*** Block opens ***
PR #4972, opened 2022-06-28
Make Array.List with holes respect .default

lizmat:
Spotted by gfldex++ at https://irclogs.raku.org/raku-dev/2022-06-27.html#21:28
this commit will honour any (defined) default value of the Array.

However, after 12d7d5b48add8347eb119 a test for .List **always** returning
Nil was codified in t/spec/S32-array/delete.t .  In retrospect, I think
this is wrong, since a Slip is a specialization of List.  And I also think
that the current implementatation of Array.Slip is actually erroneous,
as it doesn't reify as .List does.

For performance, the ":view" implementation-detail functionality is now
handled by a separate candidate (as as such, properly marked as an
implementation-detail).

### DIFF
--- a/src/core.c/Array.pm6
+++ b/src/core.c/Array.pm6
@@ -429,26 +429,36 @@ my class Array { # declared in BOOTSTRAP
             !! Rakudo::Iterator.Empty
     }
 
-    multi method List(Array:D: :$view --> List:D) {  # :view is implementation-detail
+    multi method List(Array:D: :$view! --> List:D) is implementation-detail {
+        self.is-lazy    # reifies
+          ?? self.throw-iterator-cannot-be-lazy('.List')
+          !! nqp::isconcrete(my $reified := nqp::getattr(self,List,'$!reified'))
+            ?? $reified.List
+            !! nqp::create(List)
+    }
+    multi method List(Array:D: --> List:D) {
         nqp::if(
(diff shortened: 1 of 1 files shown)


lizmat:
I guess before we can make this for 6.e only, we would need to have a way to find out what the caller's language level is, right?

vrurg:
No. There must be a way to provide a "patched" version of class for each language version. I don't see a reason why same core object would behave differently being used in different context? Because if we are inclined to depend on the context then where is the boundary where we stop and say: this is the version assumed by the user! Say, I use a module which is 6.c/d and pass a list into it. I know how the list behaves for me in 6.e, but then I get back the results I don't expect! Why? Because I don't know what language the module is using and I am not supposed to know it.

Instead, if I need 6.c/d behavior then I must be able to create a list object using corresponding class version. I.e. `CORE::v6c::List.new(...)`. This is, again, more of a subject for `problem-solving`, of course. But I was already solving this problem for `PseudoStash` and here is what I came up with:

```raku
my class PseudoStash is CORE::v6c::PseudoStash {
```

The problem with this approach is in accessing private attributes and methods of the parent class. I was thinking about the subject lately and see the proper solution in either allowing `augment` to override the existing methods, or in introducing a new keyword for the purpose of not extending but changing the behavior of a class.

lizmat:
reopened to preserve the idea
*** Block closes ***
*** Block opens ***
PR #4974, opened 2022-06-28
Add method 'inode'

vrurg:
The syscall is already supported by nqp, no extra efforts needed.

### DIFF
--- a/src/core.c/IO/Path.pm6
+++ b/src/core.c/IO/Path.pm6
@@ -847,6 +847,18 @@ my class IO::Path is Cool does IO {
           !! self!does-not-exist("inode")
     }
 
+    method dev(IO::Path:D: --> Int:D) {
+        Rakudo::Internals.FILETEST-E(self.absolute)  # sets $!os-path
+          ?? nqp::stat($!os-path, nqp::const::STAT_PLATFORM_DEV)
*** Block closes ***
=== What the task asks ===
Work out the number of lines in the entries above that hold the word "create", giving the number without comment.

=== Response box ===
2